Who can enforce a release
Global Brands is still suing YD Pty Ltd. The trial on quantum for infringement of registered design was almost due to start when YD applied to amend.
After YD admitted it had infringed Global Brands’ registered design, YD discovered, over 9 months earlier, that Global Brands had entered into a settlement agreement with Pegasus/Coastal relating to Global Brands allegations that Pegasus/Coastal had infringed the same registered design. The settlement agreement was in fairly typical terms:
the parties (and any related body corporate as that term is defined in s 9 of the Corporations Act 2001 (Cth) (Related Bodies Corporate) hereby permanently release and forever discharge each other, their Related Bodies Corporate, directors, customers, servants and agents from and against all and any claim cause of action liability suit or demand which the parties … have or but for this deed may have had against each other…their customers servants or agents prior to the date of this deed for or in respect of or arising out of the subject matter or the conduct of the proceeding and the cross claim.

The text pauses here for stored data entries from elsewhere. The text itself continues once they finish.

PR #71, opened 2024-10-03
Sanitize Dispatch Inputs

CodeGat:
This PR guards against the possibility of accidentally-spaced user input in path-like things - see https://github.com/ACCESS-NRI/access-om3-configs/actions/runs/11137950615/job/30952195151#step:3:6

In this PR:
- **Quoting path parameters**
- **Added step to check that certain environment vars exist**


jo-basevi (approved):
Changes look good to me!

YD claims that Pegasus/Coastal supplied the infringing products to it and so it was a customer within the terms of the release. Pegasus/Coastal apparently did not want to become embroiled in the litigation. The amendment was to join Pegasus/Coastal as a respondent and to rely on the release.
Dodds-Streeton J has granted leave to amend, finding that YD although not a party to the settlement deed could rely on it as a special exception to the rules on privity, so long as Pegasus/Coastal was joined as a respondent.
Aon Risk Services was distinguished:
Global Brands apparently denies that YD is a “customer” and, in any event, apparently intends seeking rectification to exclude the term as a “mistake”.
All this has led to the vacating of the trial date.